The key to timely feedback is the “timely” part. Keep each piece of weekly feedback discrete, targeted and – most importantly – manageable. In other words, don’t try to include everything in your weekly feedback or assessments. If you can feel overwhelmed, then so can the student. To keep it simple, decide on a regular day, no more than once per week, when you will provide feedback. It can be bi-weekly. Provide a “grade” or points. If you have time, provide comments. Comment can be written or oral in conference. In the case of student conferences, you can rotate these because they are time consuming. In my experience, it is better to provide multiple but short grades to students rather than one extensive summative assessment when all is done. Grades can also be simple “did it and submitted it on Edmodo” or “didn’t do it.” You can do simple “tickets out” and assign points. Peer reviews can also count for credit. More in-depth assessment should be done by mid-project.
The key to keeping assessment manageable is in what I like to call “chunking.” Remember that for many students, PBL or “inquiry learning” is a brand new way of doing things. They are juggling the process as well as the content. When you require that they work on their projects collaboratively, that is an additional “process” ball to juggle. You will have to teach them the process and allow for fumbling along the way. Think of each project as a multi-course meal. Feed each PBL unit to the students in a piece by piece fashion, allowing them time to digest one course before moving on to the next.
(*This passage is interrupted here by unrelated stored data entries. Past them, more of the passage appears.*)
PR #1528, opened 2026-02-13
Fix issues

Ozaq:
Preview: https://PedestrianDynamics.github.io/jupedsim/pull-requests/1528/

### DIFF
--- a/python_modules/jupedsim/jupedsim/simulation.py
+++ b/python_modules/jupedsim/jupedsim/simulation.py
@@ -277,7 +277,7 @@ class Simulation:
         ):
             model = py_jps.GeneralizedCentrifugalForceModelState(
                 speed=parameters.speed,
-                desired_direction=parameters.orientation,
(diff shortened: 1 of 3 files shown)


schroedtert (commented):
First quick review, need to check the visitor change for the model formatting and pipeline changes in more detail.

python_modules/jupedsim/jupedsim/simulation.py
```diff
@@ -277,7 +277,7 @@ def add_agent(
         ):
             model = py_jps.GeneralizedCentrifugalForceModelState(
                 speed=parameters.speed,
-                desired_orientation=parameters.orientation,
+                desired_direction=parameters.orientation,
```
schroedtert: Shouldn't we then also adapt the parameter name too? Or would that break the interface?

Ozaq: we can break the interface its 2.0 prep still

PR #1537, opened 2026-03-06
Add CollisionFreeSpeedModelV3 with rotational steering

chraibi:
Preview: https://pedestriandynamics.github.io/jupedsim/pull-requests/1537/

- Add `CollisionFreeSpeedModelV3`, a minimal rotational steering variant derived from V2
- Direction is updated by rotating a reference direction away from the most influential
    forward neighbor, instead of summing repulsion vectors
- Speed uses spacing-based control with `agentBuffer` stand-off and a tiny reverse floor
    (`-0.01 m/s`) to release contact blockages
- Temporal heading relaxation (`TauTheta = 0.3s`) damps rapid left-right oscillations
- Anisotropic neighbor weight uses uniform linear-exponential decay on both axes;
    directionality comes from the `r_x / r_y` ratio alone
- Boundary influence bends the reference direction only (not summed into final velocity as in V2)

  ## Key differences from V2

  | Aspect | V2 | V3 |
  |---|---|---|
  | Neighbor avoidance | Vector-sum repulsion | Rotational steering (single dominant neighbor) |
  | Boundary role | Summed into velocity | Bends reference direction only |
  | Heading state | None | Persistent, relaxed toward target |
  | Speed floor | `0.0` | `-0.01 m/s` (deterministic reverse) |
  | Agent buffer | N/A | Shifts speed-zero to positive spacing |
  | Anisotropie | Distances are equally important | distances from the side are less important|
  | Speed function | depends on the distance in direction of movement | blend with direction in direction of goal|
  
Screenshot 2026-03-04 at 12 34 05

  
### Debugging Demo

[Demo](https://www.chraibi.de/CSM2/)
  

Preview: https://PedestrianDynamics.github.io/jupedsim/pull-requests/1537/


Ozaq:
@chraibi IIRC you need this for a new publication? If yes we should mark this for a 1.4 release

chraibi:
> @chraibi IIRC you need this for a new publication? If yes we should mark this for a 1.4 release

Yes. I would also release 1.4 with both new models even.

PR #1545, opened 2026-03-14
Add WarpDriver operational model

chraibi:
## Summary

- Add WarpDriver operational model (Wolinski, Lin, Pettré 2016) across all three layers: C++ core, pybind11 bindings, Python wrapper
- Probabilistic collision field model: agents project trajectories, evaluate collision probability via warped intrinsic fields, and adjust velocity through gradient descent
- Random lateral perturbation on trajectory samples to break symmetry in head-on encounters (speed model, no repulsion forces)
- Boundary steering to keep agents away from walls

- [ ] Add model to model-notebook.

Preview: https://PedestrianDynamics.github.io/jupedsim/pull-requests/1545/


chraibi:
benchmark_models

chraibi:
Although the mode calculates fewer steps, it's overall a bit slower most other models.
Depending on the scenario, this might or might not hurt. 

In this PR the model will be introduced. Optimised, if needed, in another step. 

image

chraibi:
Warpdriver seems to be able to handle larger dt values. So although it is slower per time step (for the same dt) that fact that it need less iterations, and given that we can use larger dt values, overall it is faster..
(Depending on the scenario)

image

chraibi:
OP#10610

chraibi:
@ralfleibold should this PR be closed in favor of #1559 ?

ralfleibold:
> @ralfleibold should this PR be closed in favor of #1559 ?
I don't think so. The changes are too massive to easily merge the rls-1.4 branch at the end to master again. I think we best do in this PR again. The challenge will be to figure out what has changed on rls-1.4 (on the backport) and to apply the same changes here again.

ralfleibold (approved):
Thanks, Mohcine.

PR #1554, opened 2026-04-20
Fix issue 1552: Removed Agents does not work via Python API anymore.

ralfleibold:
Fix issue that `removed_agents()` does not work in Python API anymore (once there are removed agents). The issue is that UniqueID<T> is unknown on Pyhon level.

Preview: https://PedestrianDynamics.github.io/jupedsim/pull-requests/1554/


pitsteinbach (approved):
looks good to me

PR #1555, opened 2026-04-20
Add Timer and profiler traces

pitsteinbach:
I added/extended timer functionality to the previous Performance Statistics class.

The main interface is using strings to push and pop timings to the class and store them in a `std::map`.
Pushing starts the timer, whereas pop stops the timer and computes/sums up the duration spend with that certain key.

The legacy functions that time the main iteration loop as well as the Operational Model are kept and use the new infrastructure in the backend. Additionally, the `std::map` can be exported to Python, on the other hand Python can also push and pop timers in the C++ instance. The Python API was extended, if there are remaining applications let me know.

The timer is running now by default ad it probes the C++ functions within the main iteration loop as well as adding agents to the simulation, adding journeys or stages. The Python constructor and destructor of a `Simulation` object are used to mark the start and end of a simulation. The destructor of the Simulation object also prints the timings by default to std out.

In addition to a timer, I also added a project that allows to write Traces that can be read by the builtin profiler of Chrome, the tracing is off by default, but can be enabled via Python and writes the traces to a file currently called by default `jps_simualtor.json`.

The tracing information could be refined in the future.

Preview: https://PedestrianDynamics.github.io/jupedsim/pull-requests/1555/


chraibi:
OP#10563

ralfleibold:
At first glance I do not find License information on the "Profiler" project included. Are we sure we can just use this code?

pitsteinbach:
True, another option would be Minitrace https://github.com/hrydgard/minitrace it has a MIT License and the project states Windows compatibility which is something that Profiler has some issues with apparently..

libsimulator/src/Tracing.hpp
```diff
@@ -1,41 +1,67 @@
...
-    uint64_t iterate_duration{};
-    uint64_t op_dec_system_run_duration{};
-    bool enabled{false};
+    mutable uint64_t last_iteration_duration{0};
+    mutable uint64_t last_operational_duration{0};
+    bool enable_tracing{false};
+#ifdef BUILD_PROFILER    
+    std::string prof_filename{"jps_simulator.json"};
+    std::shared_ptr<Profiler> profiler{};
+    std::map<std::string, std::shared_ptr<DurationEvent>> event_map{};
```
ralfleibold: We might want to consider using unordered_map instead. I imagine this will be a bit faster as we do not need any ordering. This also applies to the std::map below.

Ozaq (changes requested):
Actual writing of the trace file should be done from python, see https://github.com/nico/ninjatracing/blob/main/ninjatracing for example. Then we can drop the C++ profiler / json dependency.

pitsteinbach:
OP#10616 
OP#10619

setup.py
```diff
@@ -253,7 +254,7 @@ def build_extension(self, ext: CMakeExtension) -> None:
     ext_modules=[CMakeExtension("python_bindings_jupedsim")],
     cmdclass={"build_ext": CMakeBuild},
     zip_safe=False,
-    python_requires=">=3.10,<3.14",
+    python_requires=">=3.10,<3.15",
```
Ozaq, line 256: This should be left out, has nothing to do with the PR.

python_modules/jupedsim/jupedsim/simulation.py
```diff
@@ -139,9 +139,16 @@ def __init__(
...
+        self._enable_timer_printout = False
         self._obj = py_jps.Simulation(
             model=py_jps_model, geometry=build_geometry(geometry)._obj, dt=dt
         )
+        self.push_timer("Total Simulation Time")
+
+    def __del__(self):
+        """Destructor for Simulation. Prints the timer output to the console."""
+        if self._enable_timer_printout:
+            self.print_timer()
```
Ozaq: Simulation should just provide access to the gathered data but not write it out. Writing and formatting is responsibility of the application using jupedsim. We may provide helper functionality to pretty print timings but this should something like:

```python
timing_str = jupedsim.pretty_print_timings(sim.timings)
# alternatively even more embedded in python stlye
print(sim.timings) # where whatever timings is implements __str__ and / or __repr__
```

python_modules/jupedsim/jupedsim/simulation.py
```diff
@@ -554,3 +561,45 @@ def switch_geometry(self, geometry: Geometry) -> None:
         """
         internal_geometry = build_geometry(geometry)
         self._obj.switch_geometry(internal_geometry._obj)
+    
+    def print_timer(self) -> None:
+        """Prints the timer entries to the console. By default only the main iteration loop is timed."""
+        self.pop_timer("Total Simulation Time")
```
Ozaq: If I understand the code correctly this will consume the pushed timer, which then in turn leads to different results when print_timer is called twice. If this is the case then the code is surprising callers. Printing should not change the state of what is being printed.

libsimulator/src/Simulation.cpp
```diff
@@ -59,34 +59,53 @@ const SimulationClock& Simulation::Clock() const
...
-    _perfStats.SetEnabled(status);
+    _perfStats.EnableProfiler(status);
 };
 
-PerfStats Simulation::GetLastStats() const
+const PerfStats& Simulation::GetLastStats() const
 {
-    return _perfStats;
+    return std::move(_perfStats);
 };
```
Ozaq: The move is a no-op since you now return a const ref. Why do you want to change to reference semantics here? The copy was intentional.

third-party/CMakeLists.txt
```diff
@@ -76,3 +76,14 @@ endif ()
 ################################################################################
 set(GLM_ENABLE_CXX_20 ON CACHE BOOL "" FORCE)
 add_subdirectory(glm)
+
+################################################################################
+# Chrome Trace Event Format Profiler
+################################################################################
+
+if (BUILD_PROFILER)
```
Ozaq: I would strongly prefer if we do not resort to conditional compilation unless there is no other way.

libsimulator/src/Tracing.cpp
```diff
@@ -3,29 +3,185 @@
...
+        // Probe already exists, return
+        return;
+    }
+}
+void PerfStats::PopProfilerProbe(const std::string& name)
+{
+    if(event_map.find(name) != event_map.end()) {
+        event_map[name]->stop();
+    }
+}
```
Ozaq: I did look a bit at the profiler lib implementation and the spec (https://docs.google.com/document/d/1CvAClvFfyA5R-PhYUmn5OOQtYMH4h6I0nSsKchNAySU) and I am wondering why we bother here with the `DurationEvents` in the first place? (also I think we can relatively easy just implement the parts of the spec ourself, esp since the the profiling lib looks unmaintained anyways.

Think something like this:
```
tracing.RecordDurationBegin("foo");
// ... later
tracing.RecordDurationEnd();
```
Internally we check if tracing is enabled (backend present) and if yes we just write a simple event to a file or memory ringbuffer, e.g. based on something like this

```cpp
#include <fmt/std.h>
#include <chrono>
#include <cstdint>
#include <string_view>

#ifdef _WIN32
#include <windows.h>
using file_handle = HANDLE;
#else
#include <fcntl.h>
#include <unistd.h>
using file_handle = int;
#endif

file_handle open_trace(const char* path) {
#ifdef _WIN32
    return CreateFileA(path, GENERIC_WRITE, 0, nullptr,
                       CREATE_ALWAYS, FILE_ATTRIBUTE_NORMAL, nullptr);
#else
    return open(path, O_WRONLY | O_CREAT | O_TRUNC, 0644);
#endif
}

void close_trace(file_handle fd) {
#ifdef _WIN32
    CloseHandle(fd);
#else
    close(fd);
#endif
}

void write_raw(file_handle fd, const char* data, size_t size) {
#ifdef _WIN32
    WriteFile(fd, data, (DWORD)size, nullptr, nullptr);
#else
    write(fd, data, size);
#endif
}

static uint64_t now_us() {
    return std::chrono::duration_cast<std::chrono::microseconds>(
        std::chrono::steady_clock::now().time_since_epoch()
    ).count();
}

void trace_begin(file_handle fd, std::string_view name) {
    char buf[256];
    auto result = fmt::format_to_n(buf, sizeof(buf),
        R"({{"ph":"B","name":"{:.64}","tid":{},"ts":{}}})" "\n",
        name, std::this_thread::get_id(), now_us());
    write_raw(fd, buf, result.size);
}

void trace_end(file_handle fd) {
    char buf[128];
    auto result = fmt::format_to_n(buf, sizeof(buf),
        R"({{"ph":"E","tid":{},"ts":{}}})" "\n",
        std::this_thread::get_id(), now_us());
    write_raw(fd, buf, result.size);
}
```

Ozaq (changes requested):

Ozaq:
> Actual writing of the trace file should be done from python, see https://github.com/nico/ninjatracing/blob/main/ninjatracing for example. Then we can drop the C++ profiler / json dependency.

@pitsteinbach I saw your comment in chat, I was thinking of essentially just keeping the events in memory and writing them out in python but that ofc comes with issues such as out of memory, lots of time spend in python. So yeah for the case when we want to collect traces writing them out from out native code is the right choice.

In general I believe we should drop the Profiler dependency and write the few event types we need ourselves, also keeping DurationEvents in a map to look them up is time spend needlessly because could just write an Duration End event to the event stream, End events are unnamed anyways according to spec.

ralfleibold:
We can remove the C-files of Perfetto. We only need the C++ ones..

We probably also need to mention somewhere that we use this as external lib as dependency?

libsimulator/src/Tracing.hpp
```diff
@@ -1,41 +1,62 @@
...
+    TimerEntry(const TimerEntry& other);
+    TimerEntry& operator=(const TimerEntry& other);
+    TimerEntry(TimerEntry&& other) noexcept;
+    TimerEntry& operator=(TimerEntry&& other) noexcept;
+    void start();
+    void stop();
+    uint64_t getDuration() const;
 };
 
 class PerfStats
```
ralfleibold: I think we need to disable copy constructor and assignment operator? We can consider move semantics, but not sure this is necessary.

pitsteinbach:
In an internal discussion about this PR, we discussed the following design changes:

- Have separate classes for timing and tracing purposes
- stick to copy semantics for the timer class, it is copied if needed to the corresponding python object
- use different log levels for the timer in order to more fine-grained control over which parts of the code are timed when.
- printing the timer happens in Python (`print(sim.timer)`), Python only get's the corresponding dictionary with the measured durations
- The tracing class should be usable in every part of the C++ code for debugging and hence needs to be contained in a singleton 
- The timer class optionally also triggers a profiling event
- The profiler can be enabled in Python 
- We would like to have scoped (event or timer is pushed upon creation and popped when exiting the scope) version of the timer and profiler

Potentially still up for debate, to we make the Timer class also a singleton and use a safe reference to it in Python, this would make it more flexible and potentially more natural to use.

libsimulator/src/Simulation.cpp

Here is an organizational framework for planning PBL
Always have your “driving question” at the top of the hierarchy. Then clarify what the final student “product” might look like. Then organize the PBL unit by assessments. In the various graduate education classes I taught, I used to say, “Assessment drives instruction.” This is simply another way of conceptualizing “backwards design.” You design you project entry events and periodic assessments with the end in mind. These assessments act as benchmarks.
“Summative assessments” are for final project grades. “Formative assessments” go hand in hand with checking for understanding from the teacher’s point of view, and they answer the student question, “Am I doing this right?” In PBL a teacher is like a music conductor who keeps the orchestra playing together. It can be easy to forget that one key role of “formative” assessment is to provide information for mid-course correction. When I think of the broader meaning of “authentic,” I ask myself, “Is this working as it is, or do we have to tinker with it to make it work?”
Here is a summary. Students need to know what is expected of them, how it will be evaluated or graded, and when it is due. “Rubrics” are part of managing assessments, but you can also include quizzes, essays and other standard approaches. Peer evaluation can be included as long as it is moderated. Each formative assessment or piece of feedback ought to accomplish multiple purposes:
- Tell the student if he or she is “on topic,” that is, answering the driving question. Sometimes this is a process of successive approximations.
- Evaluate quality of work to date, but in a limited or targeted way. Do not try to evaluate every component every week. Authentic does not mean comprehensive, but it does means personal and genuine. When each step of work is completed, students get credit for it. This can be simple. Don’t try to make it to complex.
- Provide pacing feedback. Tell the student if he or she is on target to complete the project in the time allowed. If you have established and articulated “benchmarks,” then give students points when they complete that benchmark.